If you ever wanted your own Spitfire

Looking for a Merlin-powered 1943 Supermarine Spitfire IX with just 10 hours on it since a complete zero time restoration? Well, looks like one just popped up.

Photo credit: Darren Mottram: Aviation Spotters Online

Photo credit: Darren Mottram: Aviation Spotters Online

Photo credit: Darren Mottram: Aviation Spotters Online

Via Platinum Fighter Sales:

Built for the RAF, MH603 rolled off the Vickers-Armstrong production line in Castle Bromwich during the spring of 1943 and delivered to 39 MU (Maintenance Unit) on 15 October that same year. She then passed onto 405 RSU (Repair and Salvage Unit) at Croydon on 25 October 1943. The Spitfire commenced Operational Service with 331 (Norwegian) Squadron on 3 January 1944 and served operationally coded FNB (as she is marked today) and flown by Capt. Bjorn Bjornstad, then transferred to 274 Squadron and coded JJK on 2 June 1944 where she was flown by Warr Off O.S.G Baker. The Spitfire is noted as going to Fighter Leader’s School, FLS Millfield on 21 August 1944 and then to the Central Fighter Establishment (CFE) Tangmere on 1 June 1945. Following its operational service, the aircraft passed through a number of training and maintenance units.

Post war – In 1949, MH603 was sold to the South African Air Force and following retirement in 1955 passed on to South African Metal & Machinery Co, Salt River, Cape Town as scrap until the remains were recovered by the South African Air Force Museum and stored at Snake Valley.

During 1989, the Spitfire was recorded in the UK with Steve Atkins of Rye, Sussex and then with John Sykes of Oxford, UK. In 1993, the Spitfire was sold to Joe Scogna of Vintage Air, Yardley, PA, USA. During this period, the Spitfire was under restoration with Ray Middleton of Fort Collins, CO, USA until sold to Provenance Fighter Sales in 2008 and then on-sold to Pay’s Air Service of Scone, NSW, Australia in 2009.
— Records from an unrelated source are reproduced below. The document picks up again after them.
Issue #3720, opened 2026-07-10
boost-common: add test coverage for permission array immutability


durandom:
## Problem

The `boostPermissions`, `boostAgentPermissions`, `boostToolPermissions`, and `boostFunctionalPermissions` arrays exported from `boost-common` are mutable. A consumer could accidentally `push()` or `splice()` them, corrupting the shared reference for other callers.

## Expected behavior

Add a test to `plugins/boost-common/src/index.test.ts` that verifies the exported permission arrays are frozen (or at minimum that mutating them throws or has no effect), so any future `Object.freeze()` addition is covered by tests.

## Scope

- **Workspace:** `workspaces/boost`
- **Package:** `@red-hat-developer-hub/backstage-plugin-boost-common`
- **File:** `plugins/boost-common/src/index.test.ts`

Add a new `describe('permission array immutability')` block with tests that attempt `.push()` on each exported array and assert it either throws or leaves the length unchanged.

---

_Smoke-test issue for fullsend v0.30.0 upgrade verification._

PR #3717, opened 2026-07-09
chore(fullsend): upgrade to v0.30.0 base composition model

durandom:
## Summary

- Replace full-file harness forks (`customized/harness/`) and inline `network_policies` with the v0.30.0 `base:` URL composition pattern and provider-backed profiles
- Harness files now inherit upstream via pinned commit SHA (`807037ff`) and only override RHDH-specific fields: custom image, toolchain env, pre-fix rebase script, rhdh-workspace skill
- Inline policies replaced by modular provider/profile YAML files from upstream scaffold, with `fullsend-package-registries` patched for `repo.yarnpkg.com`, `**/corepack`, and `allow_encoded_slash`
- Workflow ref bumped from pinned SHA (`e22a1eff`, v0.29.0) to `@v0` floating tag

Same migration pattern as [rhdh-agentic PR #82](https://github.com/redhat-developer/rhdh-agentic/pull/82), adapted for rhdh-plugins' customizations.

## Test plan

- [ ] Trigger `/fs-code` on a test issue to verify dispatch routes correctly
- [ ] Verify pre-flight connectivity check passes (api.github.com reachable)
- [ ] Verify sandbox can install yarn dependencies (scoped packages, corepack)

🤖 Generated with [Claude Code](https://claude.com/claude-code)

PR #3723, opened 2026-07-10
fix(fullsend): clear agent field to use default claude agent type

durandom:
## Summary

- Add `agent: ""` to both `harness/code.yaml` and `harness/fix.yaml` to prevent inheriting `agent: agents/code.md` / `agents/fix.md` from the upstream base
- The custom agent types lack Bash access in the sandbox, causing the agent to waste ~15 minutes and $6 discovering workarounds via subagent spawning before actually working
- Matches the pattern used in rhdh-agentic (`agent: ""` on code.yaml)

**Root cause:** with `base:` composition, omitting a field means you inherit it from upstream. The upstream base sets `agent: agents/code.md`, which runs the sandbox as a custom "code" agent type. That type doesn't have Bash enabled. Setting `agent: ""` clears the inherited value and uses the default agent type (which has full tool access).

Discovered during smoke test of #3717 on issue #3720 — see run transcript analysis in the issue.

## Test plan

- [ ] Trigger `/fs-code` on a test issue — agent should have Bash at the top level (no subagent spawning)
- [ ] Run should complete in ~15 min instead of ~35 min

### DIFF
--- a/.fullsend/harness/code.yaml
+++ b/.fullsend/harness/code.yaml
@@ -1,3 +1,4 @@
+agent: ""
 base: https://raw.githubusercontent.com/fullsend-ai/fullsend/807037ff09a6b5d18fbc339d06e57752af9cd522/internal/scaffold/fullsend-repo/harness/code.yaml#sha256=adba903da2cbb861205a75e906dca341eb6dd67560224421c3ed5975c4e00ca1
 image: ghcr.io/redhat-developer/rhdh-fullsend-code:latest
 host_files:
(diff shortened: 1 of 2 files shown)


gabemontero (approved):

gabemontero:
merge at your discretion @durandom

durandom:
Superseded by #3740, which adopts the complete rhdh-agentic reference install. As documented in redhat-developer/rhdh-fullsend#23, an empty agent override inherits the base value and cannot resolve the Bash tool issue.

Vintage Fighter Restorations (a division of Pay’s Air Service) Aviation completely disassembled the aircraft and has completed a 100 point restoration to the highest standard over an eleven year period.
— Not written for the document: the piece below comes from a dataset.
PR #3729, opened 2026-07-10
fix(orchestrator): drop Alpha module from translationResources

lokanandaprabhu:
## Summary
- Remove the explicit `module: Alpha` from Orchestrator `translationResources` in the plugin `app-config.yaml`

All original British hardware has been utilized, along with many NOS (new old stock) components and the fitting of new wing spars. MH603 was placed on the Australian civil registry as VH-IXF on 28 July 2011 with her first post-restoration flight pending during 2021.
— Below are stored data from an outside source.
PR #3738, opened 2026-07-13
fix(x2a): copy gitignored files in job script instead of only warning

hardengl:
## Summary

`copy_changed_files()` in the x2a job script detects files created by x2a that match the source repo's `.gitignore` but only logs a warning — it never actually copies them to the project output directory.

When `generated-project-metadata.json` (or any other x2a output) is matched by the source repo's `.gitignore`, the file is silently excluded from the copy. This causes the init phase to crash at:

```bash
METADATA=$(cat ${PROJECT_PATH}/generated-project-metadata.json)
```

Under `set -eo pipefail`, this exits the script with code 1. The K8s Job retries up to `backoffLimit=3` (4 pods total), all fail, and the project state becomes `failed`.

## Root cause

Commit f2b9c97f added detection of gitignored files and a WARNING log, but did not merge them into the `changed_files` array that drives the actual copy loop.

## Fix

Append each ignored file to `changed_files` inside the warning loop, so they are copied alongside other x2a-generated output. The warning is preserved (with updated wording) for visibility.

## How to reproduce

1. Create an x2a project targeting a Chef cookbook repo whose `.gitignore` matches `*.json` or `generated-project-metadata.json`
2. Run the init phase
3. Observe: all K8s pods for the init job end in Error state; project state = failed
4. Pod logs show `cat: .../generated-project-metadata.json: No such file or directory`

## Test plan

- [ ] Run init phase against a cookbook with `.gitignore` matching `*.json` — verify `generated-project-metadata.json` is copied and init succeeds
- [ ] Run init phase against a cookbook with no matching `.gitignore` — verify behavior is unchanged
- [ ] Check pod logs: WARNING line should now say "including them anyway" and the file should appear in the copied count

### DIFF
--- a/workspaces/x2a/plugins/x2a-backend/templates/x2a-job-script.sh
+++ b/workspaces/x2a/plugins/x2a-backend/templates/x2a-job-script.sh
@@ -151,9 +151,10 @@ copy_changed_files() {
   done < <(git ls-files --others --ignored --exclude-standard)
 
   if [[ ${#ignored_files[@]} -gt 0 ]]; then
-    echo "  WARNING: ${#ignored_files[@]} file(s) created by x2a but blocked by .gitignore:"
+    echo "  WARNING: ${#ignored_files[@]} file(s) created by x2a matched .gitignore — including them anyway:"
     for file in "${ignored_files[@]}"; do
       echo "    - $file"
+      changed_files+=("$file")
     done
   fi
 


eloycoto:
umm, but if it's part of the gitignore, it shoudn't be commited, I remember that @elai-shalev worked on that.

hardengl:
@eloycoto I am just seeing if it fixes it, I will report back .

hardengl:
## CI Triage Findings (2026-07-14)

After deep investigation of the 6-day CI failure streak (builds #1192–#1252, all with `state=failed` for init), we confirmed that **this PR's fix (the gitignore copy bug) is NOT the cause of the current CI failures.**

The current failures are caused by an **expired/invalid AWS Bedrock bearer token** (`AWS_BEARER_TOKEN_BEDROCK`) — the x2a-convertor crashes at LLM authentication before it ever produces output files, so the `copy_changed_files()` code path is never reached.

Pod logs from build #1249 show:
```
Error: AWS Bedrock access denied.
Check your AWS credentials and IAM permissions.
Details: Authentication failed: Please make sure your API Key is valid.
```

This means:
1. **This PR's fix is still valid and needed** — it fixes a real bug where gitignored convertor output files are silently skipped by the job script
2. **This PR cannot be validated in CI right now** because the Bedrock token issue (tracked in [FLPATH-4582](https://redhat.atlassian.net/browse/FLPATH-4582)) blocks all init jobs before the copy step
3. **The CI source repos** (`puppet-examples`, `chef-examples`, `chef-examples-metadata`) **do not have `*.json` in their `.gitignore`**, so this PR's fix would not change CI behavior even when Bedrock is working — it fixes a scenario that affects customer repos with restrictive `.gitignore` patterns
4. Once the Bedrock token is rotated (FLPATH-4582), this PR should be mergeable and testable

Tracked in:
- [FLPATH-4575](https://redhat.atlassian.net/browse/FLPATH-4575) — this PR's bug (gitignore copy)
- [FLPATH-4582](https://redhat.atlassian.net/browse/FLPATH-4582) — the Bedrock token issue blocking CI

hardengl:
Closing — this is no longer needed. The upstream fix in PR #3436 (FLPATH-4383) added gitignore detection and warnings, and the underlying issue doesn't manifest with the repos used in CI testing. The x2a team's position is that gitignored files should remain ignored rather than force-copied, which is reasonable. If the edge case resurfaces with a specific source repo, we can revisit.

The Spitfire is available for immediate purchase with delivery upon completion of test flight program during the first quarter of 2022.

The asking? £3,500,000.

Prices have gone up just a bit from 1965.


Of note in the Spitfire’s description, its first pilot was an interesting character.

Bjørn Fredrik Bjørnstad was an 18-year-old high schooler at the start of WWII when the Germans invaded neutral Norway, but went off to fight with his father, a recalled reservist, and saw his pop fall in battle against the invader. Captured and escaped, young Bjorn made it to the West and by Feb. 1941 was in pilot training in Canada. Serving first in early model Spits with No. 129 Squadron RAF, he made his way to 331 Squadron– a unit staffed by Free Norwegian forces– and finished the conflict flying buzz-bomb busting Hawker Tempests with No. 80 Squadron RAF. During the war, he was credited with 5.5 kills, an ace, and earned both the British DFC and the Norwegian St. Olavs Medal (w oak). 

Post-war, he flew for DNL and SAS. Retiring in the Lillehammer area, he passed in 2013 at age 91. Insert the quote about hard times and tough men.

Bjørnstad. One of just 19 Norwegian fighter aces and one of just 13 that survived WWII.